Русская рапсодия

- Что ж, други, за нас, за вас и за лоу-брасс! – Мордехай дунул, плюнул, крякнул, изящно оттопырив толстый, покрытый рыжими волосами мизинец, нацепил на крошечную вилочку оливку и немедленно выпил.
Компания эта жила-была уже лет сорок; сколько играла, столько и квасила – какие ж еще у музыкантов занятия? Сыграли, выпили-закусили.
Их, как мушкетеров было четверо. Мордехай (по-настоящему, конечно, Мишка, да уж больно могуч был) – тубист; Окуневский дул в тромбон, а Борчик с Гончаренко мучили валторны.
Дружили они с училища (сучилища или шараги по-нашему), а уж сколько водки съели за всю жизнь – и не сосчитать.
Мордехай и Окуневский профессию имели наследственную. Отец Мордехая в родном Гомель-Гомеле (помните анекдот бородатый: «- Вы куда едете в Баден-Баден? – Нет, в Гомель-Гомель».) жмуров на кладбище своей тубой провожал в составе местного духового оркестра; недолго правда – сам скоро до смерти допился. Окуневский старший был довольно известным тромбонистом. Борчик с Гончаренко вышли из народа.
Мордехай был огромный, рыжий, волосатый; то задумчивый, то невпопад разбитной. Он сам считал себя балтидом, хотя морду имел как на подбор: жидовскую. Музыку любил страстно, но ленив был до одури, не любопытен и потому карьеры блестящей, несмотря на недюжинный талант, так и не сделал.
Окуневский- лучший друг Мордехая с самых младых ногтей и поныне – был, напротив, тонкий, изящный, сразу видно – из рода графов Румянцевых. Как скушает, бывало, беленькой, косячка пыхнет – да такую пургу понесет – приходи глядеть! Играл, как зверь, хоть и не занимался лет с двадцати ни разу.
Гончаренко был в этой компании своего рода Рахметовым, хотя, видит Бог, русской литературы сроду не читал. Изучал нейробиологию. Спал на гвоздях. Зимой и летом ходил в одной рубашке. Правда, всем видам пищи предпочитал дешевую водку.
А Борчик? Ну что скажешь о человеке, которому даже проститутки не дают за деньги …

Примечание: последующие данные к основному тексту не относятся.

PR #124, opened 2023-12-11
style: Perform full linting and fixes to the whole codebase

lsetiawan:
Lint and fix the entire codebase to follow the PEP8 Guidelines. Currently the only one check that is turned off is the mypy, which fixes will happen in a separate PR. Pre-commit CI check should now pass.


.pre-commit-config.yaml
```diff
@@ -1,28 +1,26 @@
 exclude: |
   (?x)^(
-    tests/utils.py |
-    .devcontainer/
+    tests/utils.py
```
lsetiawan, line 3: This is the only file excluded because otherwise it will fail, since it doesn't follow the correct filename for test file, which should be like `test*.py`. Maybe testing utilities can move to the main code `tests` module?

ConnorStoneAstro: These utils are solely relevant for testing so to me it makes sense to keep them with the tests and just have a config line excluding them. What do you think @AlexandreAdam ?

src/caustics/__init__.py
```diff
@@ -1,16 +1,23 @@
...
-from .tests import *
+from . import constants, lenses, cosmology, packed, parametrized, light, utils, sims
+from .tests import test
 
 # from .demo import *
 
 __version__ = VERSION
 __author__ = "Ciela"
+
+__all__ = [
```
ConnorStoneAstro, line 11: Is the `__all__` needed when it references everything? Also, will `__version__` and `__author__` still be accessible if they are not in `__all__`?

.pre-commit-config.yaml
lsetiawan: Great! It that's the case, then sounds good to me 😄

ConnorStoneAstro (commented):
I see a lot of `from x import *` are removed, which is fine in general. However it means that maintenance is more work since any new function must be traced through the import hierarchy and added to all the imports and `__all__`'s. What is the benefit of doing things this way?

lsetiawan:
Great question @ConnorStoneAstro!

PEP8 Standard states the following:

> Wildcard imports (from <module> import *) should be avoided, as they make it unclear which names are present in the namespace, confusing both readers and many automated tools. There is one defensible use case for a wildcard import, which is to republish an internal interface as part of a public API (for example, overwriting a pure Python implementation of an interface with the definitions from an optional accelerator module and exactly which definitions will be overwritten isn’t known in advance).

This is typically not a recommended way to import functions and classes as it is very implicit and hard to understand what is actually being imported. One great article that really hammer on this ambiguity can be found at: https://internetworking.dev/why-it-is-bad-idea-to-use-wildcard-based-imports/

> However it means that maintenance is more work since any new function must be traced through the import hierarchy and added to all the imports and __all__'s. What is the benefit of doing things this way?

To this point, really what you need is to import any new *public* functions in a module to the module's `__init__.py`. I notice that per class for example: `src/caustics/light/base.py` you have an `__all__`, this is not necessary and better to put it in the module level. Think of this module level `__all__` as specifying exactly what functions or classes that you'd like to expose to your users. I think the benefit here is really readability and easier to follow the code and knowing what's getting exposed vs what's hidden. This allows both users and outside developers to easily understand the important parts of your code.

Normally when programming Python it is always better to be explicit rather than implicit to avoid any confusions, hence their PEP8 above.

src/caustics/__init__.py
lsetiawan: This exposes the modules that is public. For example, as you may have notice that originally, `data` module is not imported, so users wouldn't be able to just do `import caustics; caustics.data.HDF5Dataset`. If `data` was imported here and added to `__all__` then you would be able to do that.

At the end of the day, really this part of the thought process of what your final API is like. If it's expected that users can access modules straight from `caustics` imports, then this is what needs to happen. If a user is expected to import the functions from each individual module, then you don't need to specify it, so in the case of `data` since it's not in `__all__` users would have to do like `from caustics.data import HDF5Dataset`.

ConnorStoneAstro (approved):
This looks great!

Тем зимним вечером друзья вспоминали о временах, когда были и они рысаками.
Мордехай рассказывал свою любимую историю случайно зашедшей на огонек невнятной молодой альтисточке.
- Летом дело было. Пошли мы, как водится, на болото, знаешь, возле общаги, шашлычков пожарить, пивка попить, раскуриться. Ну посидели, покурили, выпили, а тогда Гончаренко сильно на религии поехавший был. Вскочил как ошпаренный и кричит: «Парни, кто во имя Аллаха в воду со мной зайдет? Кто верит в Аллаха, у   того нет страха, жи есть! » Ну я и пошел. Окуневский, падла, по  берегу бегает, хохочет, Борчик спит у костерка, а мы с этим мудилой вульгарис по камням на коленях в залив заходим. Руки подняли вверх, я по грудь зашел, а эта падла эвакуированная шла пока вместе с поднятыми руками под водой не скрылась… Ну, вышел, дурила обратно, слава Богу…

Потомственный тромбонист, накушавшись, по обыкновению, едва прошелестел:
- Пацаны, а помните, как к нам рожкисты Херра Путтала и Залуппа Трахханен из Финки приезжали? Мы тогда еще баню черную топили на озере, ну там, под Каменогорском? Это  когда Гончаренко в лес ночью ходил медведя пугать – Окуневский мерзко захихикал.

Тут подал голос и сам Гончаренко:
- Чуваки, а помните, когда маэстро Глеб Караянович шалаву свою к нам на говноточку притащил? Это еще когда он ужратый за Ванькой бегал, чтоб он Арину-мать солдатскую не смел лапать больше?
- Да, - славная была охота, - промычали Мордехай с Окуневским.

Борчик по обыкновению молчал.

Все расползлись по койкам.

Вот вам и русская рапсодия, а вы всё: "Паганини-Паганини"!